WHAT THE EXERCISE ASKS: Whenever the string "think" turns up in a line below, that line should be copied.

(Saved entries)
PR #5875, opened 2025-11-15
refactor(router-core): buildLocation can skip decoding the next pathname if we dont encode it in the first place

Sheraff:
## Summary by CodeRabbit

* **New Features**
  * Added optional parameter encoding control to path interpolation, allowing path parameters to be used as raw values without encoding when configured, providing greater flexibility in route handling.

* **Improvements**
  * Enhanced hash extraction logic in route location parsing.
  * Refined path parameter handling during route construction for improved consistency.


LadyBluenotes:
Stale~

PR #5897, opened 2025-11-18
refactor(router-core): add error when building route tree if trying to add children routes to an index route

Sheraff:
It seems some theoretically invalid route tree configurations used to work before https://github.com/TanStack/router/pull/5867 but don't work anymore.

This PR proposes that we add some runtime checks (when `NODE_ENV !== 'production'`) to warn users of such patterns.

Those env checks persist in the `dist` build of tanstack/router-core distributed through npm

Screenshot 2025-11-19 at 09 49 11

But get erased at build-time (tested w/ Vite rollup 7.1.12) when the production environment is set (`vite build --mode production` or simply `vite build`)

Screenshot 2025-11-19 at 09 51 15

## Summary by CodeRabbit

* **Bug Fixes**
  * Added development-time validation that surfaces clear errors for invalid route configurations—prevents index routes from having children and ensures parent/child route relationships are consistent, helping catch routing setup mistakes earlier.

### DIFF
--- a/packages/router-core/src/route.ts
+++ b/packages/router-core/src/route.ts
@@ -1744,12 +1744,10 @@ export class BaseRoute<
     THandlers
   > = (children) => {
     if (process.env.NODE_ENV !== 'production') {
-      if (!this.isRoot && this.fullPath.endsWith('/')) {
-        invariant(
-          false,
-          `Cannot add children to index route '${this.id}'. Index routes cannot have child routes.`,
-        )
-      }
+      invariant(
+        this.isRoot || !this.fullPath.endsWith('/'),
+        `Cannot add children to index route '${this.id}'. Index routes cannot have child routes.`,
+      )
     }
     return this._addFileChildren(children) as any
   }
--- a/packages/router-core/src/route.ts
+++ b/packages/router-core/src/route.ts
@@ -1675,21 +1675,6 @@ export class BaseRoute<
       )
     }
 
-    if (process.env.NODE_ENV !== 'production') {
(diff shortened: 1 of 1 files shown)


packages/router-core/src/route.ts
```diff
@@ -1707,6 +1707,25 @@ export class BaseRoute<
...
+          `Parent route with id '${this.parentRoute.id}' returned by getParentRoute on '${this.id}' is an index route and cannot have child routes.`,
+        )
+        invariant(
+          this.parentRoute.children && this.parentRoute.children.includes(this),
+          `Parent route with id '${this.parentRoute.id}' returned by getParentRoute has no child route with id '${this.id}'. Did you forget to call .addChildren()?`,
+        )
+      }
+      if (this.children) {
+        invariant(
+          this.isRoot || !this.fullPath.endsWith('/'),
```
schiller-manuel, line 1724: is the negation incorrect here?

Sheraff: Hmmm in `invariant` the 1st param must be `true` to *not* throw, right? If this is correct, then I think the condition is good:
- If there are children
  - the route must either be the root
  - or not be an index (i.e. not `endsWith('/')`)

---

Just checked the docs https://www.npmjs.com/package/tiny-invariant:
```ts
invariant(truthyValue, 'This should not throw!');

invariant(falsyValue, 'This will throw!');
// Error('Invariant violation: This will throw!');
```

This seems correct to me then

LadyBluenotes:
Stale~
--
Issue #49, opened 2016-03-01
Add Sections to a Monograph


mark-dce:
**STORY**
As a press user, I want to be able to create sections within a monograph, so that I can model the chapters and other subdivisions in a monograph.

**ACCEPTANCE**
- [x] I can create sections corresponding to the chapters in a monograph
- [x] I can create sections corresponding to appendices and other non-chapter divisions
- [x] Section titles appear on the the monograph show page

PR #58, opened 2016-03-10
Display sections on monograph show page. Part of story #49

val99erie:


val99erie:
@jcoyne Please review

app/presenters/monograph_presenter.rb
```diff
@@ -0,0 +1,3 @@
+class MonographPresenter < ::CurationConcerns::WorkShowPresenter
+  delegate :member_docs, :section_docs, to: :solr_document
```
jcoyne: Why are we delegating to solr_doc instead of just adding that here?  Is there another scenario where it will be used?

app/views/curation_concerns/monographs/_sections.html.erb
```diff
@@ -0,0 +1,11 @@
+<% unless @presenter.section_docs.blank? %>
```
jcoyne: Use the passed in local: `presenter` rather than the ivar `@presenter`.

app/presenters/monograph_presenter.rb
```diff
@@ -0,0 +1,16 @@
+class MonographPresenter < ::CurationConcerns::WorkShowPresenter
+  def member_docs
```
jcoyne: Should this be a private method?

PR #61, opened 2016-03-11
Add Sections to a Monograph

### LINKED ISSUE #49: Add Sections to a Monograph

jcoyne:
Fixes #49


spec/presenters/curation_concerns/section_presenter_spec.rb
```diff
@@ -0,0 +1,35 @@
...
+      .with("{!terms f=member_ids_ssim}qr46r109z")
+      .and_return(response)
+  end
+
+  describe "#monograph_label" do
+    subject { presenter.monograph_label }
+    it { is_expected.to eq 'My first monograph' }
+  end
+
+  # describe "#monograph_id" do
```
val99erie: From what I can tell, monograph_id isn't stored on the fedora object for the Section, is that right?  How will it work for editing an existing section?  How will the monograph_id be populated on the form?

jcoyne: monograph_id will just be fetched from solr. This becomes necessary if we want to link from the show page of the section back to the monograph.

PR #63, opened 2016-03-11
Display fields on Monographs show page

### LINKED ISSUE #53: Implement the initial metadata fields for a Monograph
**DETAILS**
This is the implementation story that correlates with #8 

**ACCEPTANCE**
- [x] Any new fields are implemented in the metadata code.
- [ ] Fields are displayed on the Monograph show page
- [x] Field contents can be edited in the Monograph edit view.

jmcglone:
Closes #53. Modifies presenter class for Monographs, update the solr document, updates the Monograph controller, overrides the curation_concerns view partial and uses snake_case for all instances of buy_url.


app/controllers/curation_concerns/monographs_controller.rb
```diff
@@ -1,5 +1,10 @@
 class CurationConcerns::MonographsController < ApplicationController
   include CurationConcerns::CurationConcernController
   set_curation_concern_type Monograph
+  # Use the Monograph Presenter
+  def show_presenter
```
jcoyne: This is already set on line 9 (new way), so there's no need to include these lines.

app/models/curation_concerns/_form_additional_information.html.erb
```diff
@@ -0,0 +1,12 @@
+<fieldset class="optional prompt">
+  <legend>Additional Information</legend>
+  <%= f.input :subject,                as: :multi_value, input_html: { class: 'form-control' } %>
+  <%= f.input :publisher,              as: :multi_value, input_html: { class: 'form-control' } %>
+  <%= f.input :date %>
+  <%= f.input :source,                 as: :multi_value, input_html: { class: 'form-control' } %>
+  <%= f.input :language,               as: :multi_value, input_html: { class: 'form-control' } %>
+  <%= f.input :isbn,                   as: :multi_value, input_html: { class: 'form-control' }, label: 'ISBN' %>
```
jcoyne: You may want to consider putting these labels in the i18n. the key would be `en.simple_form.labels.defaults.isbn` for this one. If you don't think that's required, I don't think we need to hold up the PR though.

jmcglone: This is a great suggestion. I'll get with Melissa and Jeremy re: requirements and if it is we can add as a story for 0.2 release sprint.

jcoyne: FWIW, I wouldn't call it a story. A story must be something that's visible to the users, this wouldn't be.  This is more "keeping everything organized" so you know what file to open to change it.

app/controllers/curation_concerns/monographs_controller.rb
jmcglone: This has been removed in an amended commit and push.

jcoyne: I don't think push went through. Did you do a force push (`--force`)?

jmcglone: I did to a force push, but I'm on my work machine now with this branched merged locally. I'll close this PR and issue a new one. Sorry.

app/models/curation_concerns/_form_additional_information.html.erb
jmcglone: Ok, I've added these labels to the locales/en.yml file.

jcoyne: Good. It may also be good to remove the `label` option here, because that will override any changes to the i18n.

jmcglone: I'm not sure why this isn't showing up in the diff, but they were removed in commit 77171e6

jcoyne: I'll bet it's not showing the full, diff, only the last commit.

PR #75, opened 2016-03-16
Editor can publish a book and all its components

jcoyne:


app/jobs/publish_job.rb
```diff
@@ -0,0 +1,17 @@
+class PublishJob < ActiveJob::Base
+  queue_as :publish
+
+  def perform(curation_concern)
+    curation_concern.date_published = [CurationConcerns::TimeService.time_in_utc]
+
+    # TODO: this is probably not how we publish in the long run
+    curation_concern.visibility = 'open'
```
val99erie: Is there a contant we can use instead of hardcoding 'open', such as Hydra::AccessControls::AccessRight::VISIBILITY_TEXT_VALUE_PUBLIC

EXPECTED ANSWER:
Sheraff: Hmmm in `invariant` the 1st param must be `true` to *not* throw, right? If this is correct, then I think the condition is good:
jcoyne: You may want to consider putting these labels in the i18n. the key would be `en.simple_form.labels.defaults.isbn` for this one. If you don't think that's required, I don't think we need to hold up the PR though.
jcoyne: I don't think push went through. Did you do a force push (`--force`)?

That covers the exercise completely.